Mon seul regret est que MP balaye d'un revers de main la physiologie de cette transe, comme n'apportant pas grand-chose au sujet. Soit, mais dans l'autre sens ne peut-elle pas contribuer à notre compréhension du cerveau ? Ce qui peut-être, en retour, apporterait des lumières neuves sur la chose elle-même ?
Ce regret est négligeable en face de la richesse du contenu du livre, dont la lecture est enrichissante et agréable.
L'auteur nous propose, au Tibet, un voyage sur le chemin de notre existence propre et de ses conflits secrets, à travers deux personnages compliqués que le hasard fait se croiser et se comprendre.
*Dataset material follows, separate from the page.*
PR #14343, opened 2024-07-15
Export glTF skins as a Gltf struct

barsoosayque:
# Objective

- Make skin data of glTF meshes available for users, so it would be possible to create skinned meshes without spawning a scene.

Le monde réel (mais support de nos illusions ! ) a donné à Bastien Lhermite deux choses : les épreuves (dont il saura tirer de quoi améliorer son karma) et la méthode pour y parvenir : le bouddhisme tantrique du Tibet.
Il n'atteindra pas l'extinction (le nirvana). Il n'a pas acquis assez de mérite pour ne pas mentir et ainsi sacrifier à l'illusion toute puissante. Nous l'accompagnerons jusqu'à sa mort et son entrée au "bardo" à bord d'un avion au dessus de Berlin, ville qui semble avoir ici le même effet de trou noir que la gare de Perpignan pour Dali.
Au-delà de ce voyage spirituel, qui intéressera ceux qui ont un bagage bouddhique minimum, c'est un vrai voyage dans le Tibet de Lhassa que nous propose l'auteur, avec un talent remarquable.
Un Tibet en voie de sinisation, pour ne pas dire sinisé. Etant allé deux fois à Lhassa (1991 et 1998), j'avais pu constater une transformation si formidable, qu'elle est, à mes yeux, sans retour. Ce récit donne les saveurs encore perceptibles par le promeneur dans le Jokhang, ou sur le Barkhor. Tout cela disparait, sans que je puisse affirmer qu'il s'agit d'un drame qu'il faut éviter à tout prix. La situation antérieure était déjà celle de la fin d'une civilisation figée et impuissante face à la modernité.
Un très beau livre, qui donne à l'auteur l'occasion de rappeler son attachement à la fois au modèle du monde que propose le bouddhisme tantrique du Tibet, mais aussi, moins paradoxalement qu'il y paraît, à ne pas laisser la rumeur infondée salir le souvenir de ce que, concrètement, cette civilisation a réalisé et nous laisse, même si, aujourd'hui, elle ne suffit plus à assurer le fonctionnement d'une société.